There is a thin line between balancing a healthy life or action and inaction. Our chaotic world and its need for non-stop entertainment, to-do lists, places to go, things to experience, can set a pace where eventually we burn out, fall apart, or both. We need to know when to stop, take our foot off the gas and be still; not just emotionally and mentally but physically.
Knowing, sensing, its time for a break, a rest, a lazy day is an important sense to develop and put into practice.
I am not a mountain. Today I yielded to the wind.
When I first went outside this morning the air was still and cool. A few hours later I went out again to go to a luncheon and the wind was blowing wildly and powerfully. I knew quickly I would need a jacket. The wind was powerful, forcing me to lean into it as I made my way to the truck. The cool wind made quick work out of my jacket and soon and felt as though it wasn’t even there.
A young man spoke with me a few days ago. He’s been having a rough time and he’s at a loss of knowing what to do. He’s not a mountain either. The winds have made quick work of the ways he protects himself and is blowing him around with no anchor to tether to.
As we talked I helped him separate what he could do with what he had to accept. We aren’t mountains. When the winds come billowing we can feel at the mercy of them and to an extent this is true. However, there’s almost always something we can do. We might feel weak compared to the power that’s blowing against us but this doesn’t mean we are powerless.
Firstly we accept the storm, the wind, the hardship and challenge they bring. We cannot stop the wind but accepting it, respecting it, allows us to stop trying to control it. We don’t have that kind of power. Secondly, in the stillness of acceptance, we discover what we can do and we act. We might not be able to do all we want but we do all we can. We can lean into the wind.
Intersections of Life –
On my way to the county jail, there is a long stretch of highway that has only one traffic signal which hangs about midway to the jail. There are flashing lights which tell drivers to prepare to stop. Each time I approach this intersection I begin to look for the flashing lights. I know that if I get past the sign with the flashing lights I don’t have to worry about the traffic signal turning red and having to stop. This afternoon I approached the sign, it never flashed me and I was able to sail on through the traffic light.

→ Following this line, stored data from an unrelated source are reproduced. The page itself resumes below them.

PR #1154, opened 2024-12-06
WIP: Workload Identities

smndtrl:
This is a WIP!

The goal is for a worker component to be able to attest to a remote entity (API, STS) that it is part of the golem environment. The remote entity can make their decisions based on the attested claims to e.g. allow API calls or in case of a secrets vault unlock the secret just for a specific component in a specific account.

It adds a API for components to retrieve a signed JWT with claims about the workers account, component id, worker name.

* worker-executor has the signing capabilities and `golem:api/identity.{get-token}`
* worker-service has a JWKS endpoint + for compatibility a openid-configuration discovery endpoint

Both must share the configuration with the keys. The worker service just needs to get the public information to display it on the endpoints while the worker executor actually needs the private parts to sign the JWT.

There is a lot to be done and cleaned up. I wanted to make it public for awareness and to see if this is of interest to the project.


vigoo:
Closing this as Golem changed a lot since the draft. Please reopen or just open a feature request ticket if you are still interested!

PR #1157, opened 2024-12-09
Bug fixes in gateway

afsalthaj:
* Make sure worker name can look up athentication details, and not just response body.

* JWKset were never serialized (its "skipped" in openidconnect library), and provider-metadata reuse for performance reasons resulted in signature mismatch errors. So now for claim verification, we discover the keyset on the fly, and is now consistently working.
* 2 test additions in Rib, which I thought was missing (but there is no bug here)

Here is a simple end user test with [this](https://github.com/afsalthaj/golem-worker-gateway-examples/blob/main/html/api-definition.yaml#L33) api-definition, where both worker name and response mapping looks up authentication fields.

image


golem-rib/src/interpreter/rib_interpreter.rs
```diff
@@ -1445,6 +1445,68 @@ mod interpreter_tests {
...
+
+            let result = interpreter
+                .run(compiled.byte_code)
+                .await
+                .unwrap()
+                .get_val()
+                .unwrap();
+
+            assert_eq!(result, TypeAnnotatedValue::Str("foo, bar".to_string()));
+        }
```
afsalthaj, line 1508: Added these tests, but there are no bugs in logic

golem-worker-service-base/src/gateway_execution/gateway_binding_resolver.rs
```diff
@@ -36,30 +42,37 @@ pub trait GatewayBindingResolver<Namespace, ApiDefinition> {
...
-    RouteNotFound,
+pub enum ErrorOrRedirect {
+    Error(GatewayBindingResolverError),
+    Redirect(poem::Response),
 }
 
-impl GatewayBindingResolverError {
-    pub fn internal(err: &str) -> Self {
-        GatewayBindingResolverError::Internal(err.to_string())
+impl ErrorOrRedirect {
```
afsalthaj, line 54: During the binding resolution phase itself (resolving a binding based on a http request, where the worker name is also resolved (Ex: worker-${request.auth.given_name})), middlewares such as authentication is applied, and can decide to redirect or not. That's the main change.

golem-worker-service-base/tests/api_gateway_end_to_end_tests.rs
```diff
@@ -2490,6 +2512,15 @@ nUhg4edJVHjqxYyoQT+YSPLlHl6AkLZt9/n1NJ+bft0=
...
         )
+        .set_jwks({
+            let public_key = rsa::RsaPublicKey::from_public_key_pem(TEST_PUBLIC_KEY)
+                .expect("Failed to parse public key");
+
+            let n = public_key.n().to_bytes_be();
+            let e = public_key.e().to_bytes_be();
+            let kid = JsonWebKeyId::new("my-key-id".to_string());
+            JsonWebKeySet::new(vec![CoreJsonWebKey::new_rsa(n, e, Some(kid))])
+        })
```
afsalthaj, line 2523: Now the test case is better, that the provider metadata will have the public key in it.
And the corresponding id_token will have its private key. Much easier to understand tests

noise64 (approved):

After finishing my class at the jail I had to run and errand and I turned on the road which would take me to my destination. It wasn’t long before some flashing lights caught my attention. They were warning me of construction ahead and to be ready for delays. It only seemed like forever until I was able to make it through this particular intersection.
It seems the road of life has a way of balancing out. For every unexpected joy, there is sorrow. For unplanned blessings there are hardships. For every intersection you sail through another one will take and test your patience.
The secret isn’t figuring out how to hit all the lights green, non-flashing, but to accept both with equal measure. It’s not an easy discipline to learn but one which will relieve much suffering.